* Provided entries
PR #1175, opened 2024-10-05
feat: enable `regal/startDebugging` LSP method in Neovim

rinx:
Refs: neovim/nvim-lspconfig#3354

I created a pull request to nvim-lspconfig, it adds an LSP handler for `regal/startDebugging` method to regal default config.
Then, in this pull request, I'd like to enable `regal/startDebugging` method in Neovim to use `Debug` codelens feature.

Demo:
nvim-debug-codelens

I'm also planning to write an Neovim handler for `regal/showEvalResult`. I'll send a PR about it later.

---

Update:

I closed neovim/nvim-lspconfig#3354 because the handler depends on nvim-dap plugin.

Then, I updated nvim-dap-rego to bundle this handler into it.
https://github.com/rinx/nvim-dap-rego/commit/7316f3fa47266dbb28a82f77a0e1e9adc83ab4a3

### DIFF
--- a/internal/lsp/server.go
+++ b/internal/lsp/server.go
@@ -711,8 +711,8 @@ func (l *LanguageServer) StartCommandWorker(ctx context.Context) { // nolint:mai
 				// handle this ourselves as it's a rename and not a content edit
 				fixed = false
 			case "regal.debug":
-				if l.clientIdentifier != clients.IdentifierVSCode {
-					l.logError(errors.New("regal.debug command is only supported in VSCode"))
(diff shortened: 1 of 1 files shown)


anderseknert:
Wow, that looks amazing! 😻

rinx:
In this pull request, I added Neovim to allow list of debug codelens feature.
However, I think it is better to allow users to control which feature is enabled.
I'm going to close this pull request and send another pull request to allow users to pass initialization options to enable debug codelens and select evaluate codelens output methods.

PR #1176, opened 2024-10-06
feat(lsp): add initialization options about codelenses

rinx:
Refs: #1175 

This pull request adds two options to LSP's initialization options.

- `enableDebugCodelens`: to enable/disable debug codelens
- `evalCodelensDisplayInline`: to select result output methods of evaluate codelens

In the current implementation, `Debug` codelens feature requires the client is VSCode.
However like I showed in #1175, it is possible to use this feature if the client implements specific handlers for the Regal's `regal/startDebugging` request.
In this pull request, I propose to add the options to control the Regal's behavior about codelenses.

This change will be breaking to vscode-opa, but just adding two parameters to https://github.com/open-policy-agent/vscode-opa/blob/f49ab2ec0e72516749f7416daea4a246ddfe7b6b/src/ls/clients/regal.ts#L203.
I'll send a pull request to handle this issue.

For Neovim users, nvim-dap-rego provides `regal/startDebugging` handler. rinx/nvim-dap-rego@7316f3fa47266dbb28a82f77a0e1e9adc83ab4a3

### DIFF
--- a/internal/lsp/server.go
+++ b/internal/lsp/server.go
@@ -711,12 +711,6 @@ func (l *LanguageServer) StartCommandWorker(ctx context.Context) { // nolint:mai
 				// handle this ourselves as it's a rename and not a content edit
 				fixed = false
 			case "regal.debug":
-				if l.clientIdentifier != clients.IdentifierVSCode {
-					l.logError(errors.New("regal.debug command is only supported in VSCode"))
-
-					break
-				}
-
 				if len(params.Arguments) != 3 {
 					l.logError(fmt.Errorf("expected three arguments, got %d", len(params.Arguments)))
 
@@ -854,7 +848,8 @@ func (l *LanguageServer) StartCommandWorker(ctx context.Context) { // nolint:mai
 					target = strings.TrimPrefix(path, currentModule.Package.Path.String()+".")
 				}
 
-				if l.clientIdentifier == clients.IdentifierVSCode {
+				if l.clientInitializationOptions.EvalCodelensDisplayInline != nil &&
+					*l.clientInitializationOptions.EvalCodelensDisplayInline {
 					responseParams := map[string]any{
 						"result": result,
 						"line":   line,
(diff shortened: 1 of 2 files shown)


charlieegan3:
Hi Rinx, thanks for taking a look into this one. I was wondering if we might be able to make use of the [CodeLensWorkspaceClientCapabilities](https://microsoft.github.io/language-server-protocol/specifications/lsp/3.17/specification/#codeLensWorkspaceClientCapabilities) for this?

If these were set and compatible, then we could use those without the need for custom option? Just a thought.

charlieegan3:
I just watched the demo in https://github.com/StyraInc/regal/pull/1175, looks amazing!

anderseknert:
Re: @charlieegan3 

> I was wondering if we might be able to make use of the [CodeLensWorkspaceClientCapabilities](https://microsoft.github.io/language-server-protocol/specifications/lsp/3.17/specification/#codeLensWorkspaceClientCapabilities) for this?

I guess the idea here is that even if the client supports showing code lenses, both of the code lenses execute commands that aren't defined by the standard. Showing the code lenses in a client which has no way of handling e.g. a debugging is probably a worse option that not showing it at all.

Any code lens-capable client should be able to handle eval though. It would just have the output found in `output.json`? rather than printed inline, if this option wasn't set. And that seems OK to me.

internal/lsp/server.go
```diff
@@ -1631,7 +1626,25 @@ func (l *LanguageServer) handleTextDocumentCodeLens(
 		return nil, nil // return a null response, as per the spec
 	}
 
-	return rego.CodeLenses(ctx, params.TextDocument.URI, contents, module) //nolint:wrapcheck
+	ls, err := rego.CodeLenses(ctx, params.TextDocument.URI, contents, module)
+	if err != nil {
+		return nil, err
```
anderseknert, line 1631: Just use the `//nolint:wrapcheck` comment here if you don't think wrapping the error adds anything.

internal/lsp/server.go
```diff
@@ -1631,7 +1626,25 @@ func (l *LanguageServer) handleTextDocumentCodeLens(
...
+	}
+
+	if l.clientInitializationOptions.EnableDebugCodelens != nil &&
+		*l.clientInitializationOptions.EnableDebugCodelens {
+		return ls, nil
+	}
+
+	// filter out `regal.debug` codelens
+	lenses := make([]types.CodeLens, 0, len(ls))
+	for _, lens := range ls {
```
anderseknert, line 1641: The linter issue here is basically just saying that these two lines aren't immediately related, and as such shouldn't be connected. So just add a newline in between, e.g:

```go
// filter out `regal.debug` codelens
lenses := make([]types.CodeLens, 0, len(ls))
	
for _, lens := range ls {
```

anderseknert (approved):
Looks good to me! Just some linter issues to address, and then we'll need that change in the VS Code extension too as you suggested.

charlieegan3:
> And that seems OK to me.

👍 sounds good to me too.

In which case, I'd expect `EnableDebugCodelens` only to be added to the initialisation options?

anderseknert:
`evalCodelensDisplayInline` seems like a good way to differentiate clients capable of handling the eval response (i.e. inlined) vs those who don't, no?

charlieegan3:
Ahh I see, yeah true!

charlieegan3:
Hey @rinx, we're going to try and do a release this afternoon so I'm going to make a few adjustments to make the Go linter happy and get this in. I will keep your commit here 🙂

charlieegan3:
0.18.0 of vs code is out now, https://github.com/open-policy-agent/vscode-opa/blob/main/CHANGELOG.md#0180

So will proceed with the release.

rinx:
Sorry for belated response. I'm happy to see it is released!
Thank you for reviewing and releasing it. :smile:

PR #1188, opened 2024-10-08
Lsp logging

charlieegan3:
We have been having a hard time debugging test suite issues like this one: https://github.com/StyraInc/regal/actions/runs/11233013451/job/31225814604 where the order of events doesn't appear to follow the order expected based on the implementation.

This PR makes an improvement to the Language Server to support logging of messages at different levels.

This retains the old behaviour in a new model, but then also adds a number of debug messages for requests and diagnostics jobs to aid in debugging tests.

In future, we may wish for more log levels, but for now, I have used the three available  in the LSP TraceValues.

### DIFF
--- a/cmd/languageserver.go
+++ b/cmd/languageserver.go
@@ -10,6 +10,7 @@ import (
 	"github.com/spf13/cobra"
 
 	"github.com/styrainc/regal/internal/lsp"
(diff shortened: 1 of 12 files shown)


anderseknert (approved):
Nice!

PR #1191, opened 2024-10-09
Add UNIwise company to adopters.md

Graloth:
I work for [UNIwise](https://uniwise.eu/) and we use Regal for all our OPA policies, and would like to show our support for it here.


anderseknert (approved):
Thank you! 😃

PR #1203, opened 2024-10-15
io: Address path input.json separator issue

charlieegan3:
When searching for an input.json file to use, the existing code will use the path library, rather than filepath which is separator aware.

This causes issues on Windows where the path separator is \ and not /.


anderseknert (approved):
Good find!

PR #3, opened 2016-06-02
001-implement-moveapps-and-unmoveapps.md

vitorgalvao:
Regarding

> have other advantages, such as making the app bundle both more readily recognisable by the OS and easier to get to by the user when using `Open with`.

I’ve personally been bit by that many times (and still am, occasionally) when `mpv` is updated. This is specially egregious because I’m affect by the [slow `Open with` that affects others as well](https://discussions.apple.com/thread/3865350?start=0&tstart=0).


zmwangx:
How do you handle `uninstall` in this case? Because HB keeps everything in a keg and links elsewhere, it knows exactly what to uninstall (and is smart enough to not remove files overwritten by users — which is certainly not the case for HBC). HBC doesn't, so `uninstall` with HBC is not precise and could sometimes be a pain. I for one don't want to lose the precision of `uninstall` just to make HB and HBC behave somewhat similarly (they need not).

vitorgalvao:
> How do you handle `uninstall` in this case?

That’s a good point. I actually had an idea while writing this that I abandoned, but would actually work for that case. Will updated accordingly.

> I for one don't want to lose the precision of `uninstall` just to make HB and HBC behave somewhat similarly (they need not).

You make it seem like this *addition* would take something away from you. It would not, because `linkapps` would remain.

zmwangx:
> It would not, because linkapps would remain.

Ah, okay, but precision `uninstall` is still an important point to address. IMO keeping things to kegs is part of Homebrew's philosophy, and one would need a strong reason and a bulletproof workaround to violate that. I do realize the pain caused by symlinked apps though (had a lot of experience with that due to HBC's legacy behavior).

vitorgalvao:
> Ah, okay, but precision `uninstall` is still an important point to address.

Just tried it, and `uninstall` did not remove the link. Seems like `unlinkapps` is still needed.

> a bulletproof workaround

I believe I have one. Writing it up now. Basically we would create the symlink in reverse (from `/Applications` to the Cellar). With that, at `uninstall` we need only verify where the Cellar’s app symlink points to, and remove that.

vitorgalvao:
Updated the proposal (also added `unmoveapps`).

zmwangx:
> Basically we would create the symlink in reverse

That's a reasonable solution (actually I did exactly that with some HBC-installed apps before), but you don't know if user has overwritten the application, and when you delete you could delete stuff that's not managed by you. I'm not sure if that's desirable.

vitorgalvao:
> but you don't know if user has overwritten the application, and when you delete you could delete stuff that's not managed by you.

At some point the responsibility must shift from the software to the user, and I believe that to be the point, here. Say I installed [`youtube-dl`](https://github.com/Homebrew/homebrew-core/blob/master/Formula/youtube-dl.rb) and at some point ran `youtube-dl --update`. Now I may have an issue, and it won’t be accurately reported since the version reported by HB is incorrect. This was the user’s fault: they should have left the updating to HB (that is the goal of the software) and decided to override that. To be clear, I do also believe that is their right as user and that HB should not interfere with that freedom. However, the user is the responsible one for their break of the normal usage of the software.

Same thing with `moveapps`. Like `linkapps`, this is a command that must be *explicitly given*. The consequences of such a command are pretty explicit and not hard to understand. If you know you ran that command and decide to overwrite the app without proper sanitation (`unmoveapps`), at this points it was the user’s responsibility.

With all of this in mind, even the chances of an overwrite of this kind of something that could not be easily recuperated are so slim, I don’t see it as a valid argument to not implement the feature. Not only is it a very simple outcome to understand, it is entirely optional.

vitorgalvao:
> HBC doesn't, so `uninstall` with HBC is not precise and could sometimes be a pain.

Small parenthesis there. You just gave me one idea to be safer about that. We could add HBC-installed app bundles to a new group (shared by the user) and at `uninstall` we’d only delete stuff if in that group (and hence we’d be sure it belonged to us).

However, this “dumbness” of HBC is many times a feature. Things like `zap` and `uninstall` on a `pkg` are real assets to clean things up, even if you installed them manually, and can in theory do better than a manual cleanup.

MikeMcQuaid:
Great proposal @vitorgalvao and well written! The main problem we have with our application bundles is that they are often no relocatable either due to hardcoded paths, relative paths or missing dependencies inside the application bundle itself. Any thoughts for a workaround for that?

UniqMartin:
Thank you for the work you put into writing a proposal! I'm excited to see the first proposal of its kind!

> The main problem we have with our application bundles is that they are often no relocatable either due to hardcoded paths, relative paths or missing dependencies inside the application bundle itself. Any thoughts for a workaround for that?

I believe this is the most significant technical difficulty that will need to be addressed to make the proposal feasible. And how much of a problem this really is hugely depends on the formula. App bundles are really supposed to be independent entities, but those built by Homebrew as part of a larger formula build process are very rarely are completely independent.

> Just tried it, and `uninstall` did not remove the link. Seems like `unlinkapps` is still needed.

This closely ties into the above paragraph about app bundles not being completely independent from the files living in the corresponding formula prefix. I don't think there are major technical challenges to the task of keeping track of where an app bundle that now lives in `/Applications` comes from. What I do worry most about is the behavior on `upgrade`. I'd really like to see this fleshed out in the proposal, i.e. what the expected behavior is for apps that have been moved with `moveapps` and whose origin formula is now being upgraded. For `[un]linkapps` the situation is *a lot* simpler because the provided apps of a formula rarely changes, so in most situations the previously created symbolic link just continues to work.

**TL;DR** What I think needs to be addressed in this proposal in more detail is how `[un]moveapps` interacts with `uninstall`, `upgrade`, and `cleanup` and what the expected behavior is.

---

*Workflow-related side note:* Among all the repositories across the Homebrew organization, I think this is one where new commits instead of one amended commit should be the norm for incremental changes to the proposal, so that people who have kept track of the discussion have a chance to understand how raised issues have been addressed. (At least I find it hard to pick out the differences from the original proposal I saw and that has subsequently been updated, so I needed to re-read it completely.) Not sure though, if everyone feels like me about this … we're still only getting started with this repository.

MikeMcQuaid:
> Among all the repositories across the Homebrew organization, I think this is one where new commits instead of one amended commit should be the norm for incremental changes to the proposal, so that people who have kept track of the discussion have a chance to understand how raised issues have been addressed.

@UniqMartin Agreed 👍 I was thinking of suggesting we do this for all non-formula changes at this point as it's much easier to follow non-trivial review.

vitorgalvao:
@MikeMcQuaid

> they are often no relocatable

I thought that *might* be the case, but since the ones I know of in HB also exist as casks in HBC, I was hoping it wouldn’t actually *be* the case.

> due to hardcoded paths, relative paths or missing dependencies inside the application bundle itself.

Are these by choice (i.e. HB builds them that way, but they could easily be self-contained) or limitations (even if we wanted to, there’s no way we could make them self-contained with a reasonable amount of effort)?

If the former, may I get an insight as to what the reasoning is (perhaps updating the components without needing to rebuild the bundle)? Note I’m not saying at all this is the wrong decision, just that I need to understand it to come up with a reasonable solution.

If the latter, may I get two or three examples of formulas where this happens, and why that is the case?

---

@UniqMartin 

> what the expected behavior is for apps that have been moved with `moveapps` and whose origin formula is now being upgraded

Of the top of my head (i.e. still need to think of flaws) I’m thinking `upgrade` would check for the symlink, and if it exists, do `unmoveapps {{formula}}` and `moveapps {{formula}}` after the upgrade.

> For `[un]linkapps` the situation is a *lot* simpler because the provided apps of a formula rarely changes, so in most situations the previously created symbolic link just continues to work.

How so? Aren’t the app bundles left inside a versioned Cellar directory, meaning it changes with upgrades? Note I usually get rid of old versions on every upgrade, so there might be some behaviour here I’m not considering.

---

Thank you both for the kind words. Also, making new commits makes perfect sense, will do future ones like that.

zmwangx:
@vitorgalvao 

> How so? Aren’t the app bundles left inside a versioned Cellar directory, meaning it changes with upgrades?

I believe `brew linkapps` links from the opt prefix, i.e., `$(brew --prefix)/opt/foo` instead of from a versioned keg, so it rarely changes.

MikeMcQuaid:
> Are these by choice (i.e. HB builds them that way, but they could easily be self-contained) or limitations (even if we wanted to, there’s no way we could make them self-contained with a reasonable amount of effort)?

Limitations of the upstream build system, usually. If you're building your app outside Xcode with other Homebrew dependencies it's actually vaguely tricky to ensure you've done this correctly (fun aside: I created https://cmake.org/cmake/help/v3.0/module/DeployQt4.html for CMake to do this for Qt applications in the past).

> If the former, may I get an insight as to what the reasoning is (perhaps updating the components without needing to rebuild the bundle)? Note I’m not saying at all this is the wrong decision, just that I need to understand it to come up with a reasonable solution.

It's definitely never the former. I think it would be really reasonable and actively desirable to adopt Homebrew Casks approach of moving in the medium-long term and detect application bundles that can't be moved somehow (`otool -L` on their binaries/libraries will probably be enough) and say that Homebrew will not build/install/include those application bundles in future.

> If the latter, may I get two or three examples of formulas where this happens, and why that is the case?

I can go looking for these but another maintainer may beat me to it.

vitorgalvao:
> It's definitely never the former. I think it would be really reasonable and actively desirable to adopt Homebrew Casks approach of moving in the medium-long term and detect application bundles that can't be moved somehow (`otool -L` on their binaries/libraries will probably be enough) and say that Homebrew will not build/install/include those application bundles in future.

I’m trying to make this proposal take the least amount of work and work as best as possible with what is already in place, but seeing you find this desirable is a huge plus.

Perhaps the next step would then be to [figure out what can be deduplicated](https://github.com/caskroom/homebrew-cask/issues/15603#issuecomment-223563011), removing entirely the formulas that will exist solely on HBC’s side, and figure out how to proceed based on what remains. Do you agree? If yes, should I add that task to the proposal?

From a quick search, it doesn’t seem like there’s any flag to `grep` for or similar to find all formulas that provide app bundles, is there?

UniqMartin:
> From a quick search, it doesn’t seem like there’s any flag to `grep` for or similar to find all formulas that provide app bundles, is there?

Correct. The suggestion to use `linkapps` after installing a formula that provides app bundles entirely depends on a check whether app bundles can be found in the formula prefix. There's no metadata in the formula itself that would allow identifying those formulae with 100% certainty.

You can probably get an incomplete listing by grepping for `.app` since many build systems place the app bundles in `bin` and we tend to move them somewhere else (usually the formula prefix or `libexec`), thus you will find formulae that have code to move the app bundles.

vitorgalvao:
On a preliminary run, these seem to be the formulas from `homebrew-core` that can install app bundles (feel free to edit the list): 

+ [apcupsd](https://github.com/Homebrew/homebrew-core/blob/master/Formula/apcupsd.rb)
+ [avidemux](https://github.com/Homebrew/homebrew-core/blob/master/Formula/avidemux.rb)
+ [cppcheck](https://github.com/Homebrew/homebrew-core/blob/master/Formula/cppcheck.rb)
+ [djview4](https://github.com/Homebrew/homebrew-core/blob/master/Formula/djview4.rb)
+ [emacs](https://github.com/Homebrew/homebrew-core/blob/master/Formula/emacs.rb)
+ [gammaray](https://github.com/Homebrew/homebrew-core/blob/master/Formula/gammaray.rb)
+ [graphviz](https://github.com/Homebrew/homebrew-core/blob/master/Formula/graphviz.rb)
+ [kdiff3](https://github.com/Homebrew/homebrew-core/blob/master/Formula/kdiff3.rb)
+ [macvim](https://github.com/Homebrew/homebrew-core/blob/master/Formula/macvim.rb)
+ [mpv](https://github.com/Homebrew/homebrew-core/blob/master/Formula/mpv.rb)
+ [pinentry-mac](https://github.com/Homebrew/homebrew-core/blob/master/Formula/pinentry-mac.rb)
+ [plan9port](https://github.com/Homebrew/homebrew-core/blob/master/Formula/plan9port.rb)
+ [puddletag](https://github.com/Homebrew/homebrew-core/blob/master/Formula/puddletag.rb)
+ [qcachegrind](https://github.com/Homebrew/homebrew-core/blob/master/Formula/qcachegrind.rb)
+ [qjackctl](https://github.com/Homebrew/homebrew-core/blob/master/Formula/qjackctl.rb)
+ [qt](https://github.com/Homebrew/homebrew-core/blob/master/Formula/qt.rb)
+ [qt5](https://github.com/Homebrew/homebrew-core/blob/master/Formula/qt5.rb)
+ [valkyrie](https://github.com/Homebrew/homebrew-core/blob/master/Formula/valkyrie.rb)
+ [wireshark](https://github.com/Homebrew/homebrew-core/blob/master/Formula/wireshark.rb)

---

Some of those are not present in HBC (will need to evaluate them further to see if they can be added). A few questions:

From [above](https://github.com/Homebrew/brew-evolution/pull/3#issuecomment-224329361):

> Perhaps the next step would then be to [figure out what can be deduplicated](https://github.com/caskroom/homebrew-cask/issues/15603#issuecomment-223563011), removing entirely the formulas that will exist solely on HBC’s side, and figure out how to proceed based on what remains. Do you agree? If yes, should I add that task to the proposal?

Also, should I add these as an issue on [homebrew-core](https://github.com/Homebrew/homebrew-core) in the same vein of [HBC’s deduplication issue](https://github.com/caskroom/homebrew-cask/issues/15603) so the community can discuss which ones can safely be removed in favour of casks, and also improve the list?

MikeMcQuaid:
> Also, should I add these as an issue on homebrew-core in the same vein of HBC’s deduplication issue so the community can discuss which ones can safely be removed in favour of casks, and also improve the list?

@vitorgalvao Makes sense to me. @AnastasiaSulyagina may also have thoughts. We can also consider deprioritising those that only do so optionally for now.

MikeMcQuaid:
Note that anything build with Qt (e.g. prefixed with a `q` and `gammaray`) should be able to use `macdeployqt` to build something relocatable.

AnastasiaSulyagina:
I have everything that installs .app as cask by default if formulas are present in both brew-core and cask (seems logical and consistent for users). Some formulas like wireshark have non-gui behavior as well so I would leave them for now.

MikeMcQuaid:
I _think_ we have some sort of agreement here that we will not implement this proposal but instead start to gradually deprecate `linkapps`, right?

UniqMartin:
> I _think_ we have some sort of agreement here that we will not implement this proposal but instead start to gradually deprecate `linkapps`, right?

I'm in favor of this resolution.

Despite all its flaws, `linkapps` works somewhat well with our current system because it leaves all the relevant bits where they were installed to. Building app bundles that are truly relocatable and independent of all other formulae floating around in a Homebrew installation—something a reliably working `moveapps` would depend on—feels like it is out of scope for Homebrew, where significant portions of our formulae are tied to the prefix/cellar they were built for.

MikeMcQuaid:
Closing but thanks for the discussion everyone 👍

vitorgalvao:
Sounds good. Apologies for the somewhat late reply, I’m currently abroad and don’t have my laptop or a regular internet connection.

* Aim of the exercise
Tell how many lines of the entries above include "Among". The answer should be the number and nothing more.

* Solution to this exercise
2